For some of the more beastly problem sets in data structures and memory
management, where Googling the error message just didn't cut it, I had to
watch through all that week's available content (both lectures, both
recitations, the walkthrough and the shorts) before gaining enough momentum to
grind by. That's where it really hurt to not have another student sitting in
the next seat to bounce ideas off of. They've put together a well monitored
forum but it's not the same as walking someone through your code. I got it
done, but some gray hairs could have been avoided.

One of the major areas of improvement for all online ed is how to bring back
that frictionless asking of questions. It's a comparative advantage for both
people -- you may save me two hours of frustration with ten minutes of your
time on a particular memory error and I may save you two hours of frustration
in a similar fashion by better understanding pointers.

------
dschiptsov
This is mediocre course.
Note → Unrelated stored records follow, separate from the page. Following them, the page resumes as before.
PR #123, opened 2022-11-02
Solution

matechris:

### DIFF
--- a/taxi/views.py
+++ b/taxi/views.py
@@ -1,4 +1,5 @@
 from django.shortcuts import render
+from django.views import generic
 
 from .models import Driver, Car, Manufacturer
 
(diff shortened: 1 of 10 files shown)


templates/taxi/car_list.html
```diff
@@ -0,0 +1,12 @@
+{% extends "base.html" %}
+
+{% block content %}
+  <h1>Car list</h1>
+
+  <ul>
```
HStakhiv, line 6: What if you have no car in your service? I think it is better to add `if` and `else`. What do you think?

HStakhiv (changes requested):
Ok. But..

HStakhiv (approved):
Nice!

taxi/views.py
```diff
@@ -17,3 +18,31 @@ def index(request):
...
+
+
+class DriverListView(generic.ListView):
+    model = Driver
+    paginate_by = 5
+
+
+class DriverDetailView(generic.DetailView):
+    model = Driver
+    queryset = Driver.objects.prefetch_related("cars")
```
Y-Havryliv, line 48: did you look at the number of queries? and does this `prefetch_related` work?

templates/taxi/car_list.html
```diff
@@ -0,0 +1,16 @@
+{% extends "base.html" %}
+
+{% block content %}
+  <h1>Car list</h1>
+
+  {% if car_list %}
+    <ul>
+      {% for car in car_list %}
+          <li><strong>Manufacturer:</strong> {{ car.manufacturer.name }}</li>
+          <strong>Model:</strong> <a href="{% url 'taxi:car-detail' pk=car.id %}">{{ car.model }} </a>
```
Y-Havryliv, line 10: In the car list set a link on the id field that leads to the car detail page.

templates/taxi/car_list.html
```diff
@@ -0,0 +1,16 @@
+{% extends "base.html" %}
+
+{% block content %}
```
Y-Havryliv, line 3: `Create table with the information of each instance.`

Y-Havryliv (changes requested):

Y-Havryliv (approved):
Well done!

PR #125, opened 2022-11-02
Created class based views, pagination

alexzubkoff:


alexzubkoff:
cars
cars-int
drivers
drivers-int
manufacturers
taxi_home_page

alexzubkoff:
car_detail
cars
driver_detail
drivers
manufacturers
taxi_home_page

VadimSabadyr (approved):
for me looks good) 👍

alexzubkoff:
Thanks!

Чт, 3 нояб. 2022 г. в 13:50, VadimSabadyr ***@***.***>:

You get lots of information, but without hows and
whys which are absolutely necessary in CS.

Compare it to MIT's course on the same page - they spend lots of time to
explain you whys and hows, so _later_ you nave no questions when faced with
crap like PHP.

They not just taught you coding in Python, they explain how it works and why -
they teach you environments - how all those classes are implemented, so, when
you see Ruby, your educated guesses (note language usage) will be correct.)

So, Berkeley's CS61A by Brian Harvey is where to start. _After_ this course
you need data-structures and algorithms (MIT has good ones).

 _Then_ it doesn't really which crap you have to face in industry - PHP, Java,
something from MS or SAP - you will be able to pick up in on the go, because
you have learned those fundamental hows and whys first.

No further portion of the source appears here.